Prenons nos prisons pour des réalités. Que dire de la situation carcérale en 2008 sinon qu’elle est explosive ? Bien sûr il ne faudrait pas gommer les diversités des situations, les efforts de rénovation, l’implication incroyable des professionnels pour faire tenir debout l’édifice mais il faudrait être aveugle pour ne pas voir que la vieille maison s’écroule.
Elle s’écroule sous le poids d’une insupportable surpopulation. On compte 64 250 personnes incarcérées au 1er juillet 2008 pour un peu plus de 50 806 places opérationnelles, un triste record pour la France. 16 412 personnes de plus qu’au 1er janvier 2001 ! Les maisons d’arrêt sont surpeuplées jusqu’à plus de 200% de leur capacité. Les détenus vivent à deux dans 9m², trois et parfois plus, dans 12m². Et ce, 22 heures sur 24. Cette situation est inacceptable pour la France : faire subir à des hommes des conditions de vie inhumaines et dégradantes est inconcevable dans une démocratie qui professe son respect des Droits de l’Homme. De la même façon, contraindre nos fonctionnaires, les agents de l’administration pénitentiaire, à travailler dans cette situation sans pouvoir rien faire ni dire est intolérable. Nous demandons que soit appliqué sans attendre le principe « une place pour une personne ».
La seule perspective proposée par le ministère de la Justice est la construction de places de prison supplémentaires. Construire ? Il s’agirait d’un travail sans fin : le fondement est de sable ! Opposons à la logique du construire plus pour incarcérer plus, la logique du construire mieux et incarcérer moins. Osons affirmer que la peine de prison est une peine d’une intense dureté, et qu’en conséquence, celle-ci doit-être l’exception. L’objectif d’une démocratie devrait être de réduire le nombre de ses établissements pénitentiaires.
La prison française n’est pas une miniature de notre société, elle en est un miroir déformant des inégalités et des faiblesses. 51% des personnes incarcérées n’ont pas de diplôme, le taux d’illettrisme est de 15%, le taux de personnes sans activité professionnelle lors de leur entrée en détention est de 55%. Les hommes, jeunes et pauvres, sont massivement représentés. Que n’a-t-on pas fait auparavant ?

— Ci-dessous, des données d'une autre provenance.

PR #9538, opened 2017-10-19
[TIMOB-25322] (6_3_X) iOS: Improve new Ti.Geolocation authentication-flow

hansemannn:

### DIFF
--- a/iphone/Classes/GeolocationModule.m
+++ b/iphone/Classes/GeolocationModule.m
@@ -312,18 +312,22 @@ extern BOOL const TI_APPLICATION_ANALYTICS;
             "or\n\n"
             "Ti.Geolocation.requestLocationPermissions(Ti.Geolocation.AUTHORIZATION_WHEN_IN_USE, function(e) {\n"
             "\t// Handle authorization via e.success\n"
-            "})\n");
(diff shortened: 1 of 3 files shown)


jvandijk:
Reviewed the implementation! Works as described.

iphone/Classes/GeolocationModule.m
```diff
@@ -1093,6 +1117,15 @@ - (void)locationManager:(CLLocationManager *)manager didChangeAuthorizationStatu
                 code = 1;
                 errorStr = @"The user denied access to use location services.";
         }
+      
+        // This is very important for iOS 11+ because even if the user did an incremental authorization before
+        // (by selecting "when in use", he/she will still get a dialog that includes the "when in use" option.
+        // In case that one is still selected then, the developer should know about that selection and the following
+        // statement allows that.
+        if (!requestedStatusMatchesActualStatus) {
```
jvandijk: @hansemannn this addition has zero effect, because when the authorization status is unchanged and thus this whole method is not fired.

hansemannn: It's for the initial "when in use" instead of "always" selection, which would fire but with `success: true`.

jvandijk: You're right

ewieberappc (approved):
FR Passed. The WhenInUse key is always required. To have "always" permissions, both Always and AlwaysAndWhenInUse keys are required. Appropriate error messages appear if the required keys are not present.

Punir a un sens, celui d’apporter une réponse dans un cadre légal à la transgression du pacte social. Mais l’exécution de cette peine doit également en avoir un. Celle-ci doit être entièrement guidée par un objectif : celui de la réinsertion, retour à une vie responsable exempte de délit et de crime. Pour cela, deux solutions : d’une part l’individualisation de la peine, à l’inverse de ce qui est prévu par la loi du 10 août 2007 instituant des peines plancher et d’autre part, la mise en place d’un système pénal dans lequel la peine d’emprisonnement se déroule en milieu fermé pendant un temps puis en milieu ouvert.
Une loi pénitentiaire est attendue. L’avant projet de loi présente un patchwork de mesures permettant quelques timides avancées mais qui ne permettent toujours pas au droit commun d’entrer en détention. Nous faisons le vœu que les parlementaires puissent en faire bouger les lignes pour que cette loi soit une véritable déclinaison des règles pénitentiaires européennes. La loi doit pouvoir contribuer à rendre la prison transparente afin de permettre un contrôle du respect du Droit au sein des murs que la République a construits. Nous attendons beaucoup du nouveau Contrôleur Général des lieux de privation de liberté, nous espérons qu’il aura les moyens d’accomplir sa mission.
Tribune de Pierre Méheust (président du GENEPI en 2007-2008) et de Arnaud Philippe (président en 2008-2009), publiée dans La Croix le 4 septembre 2008.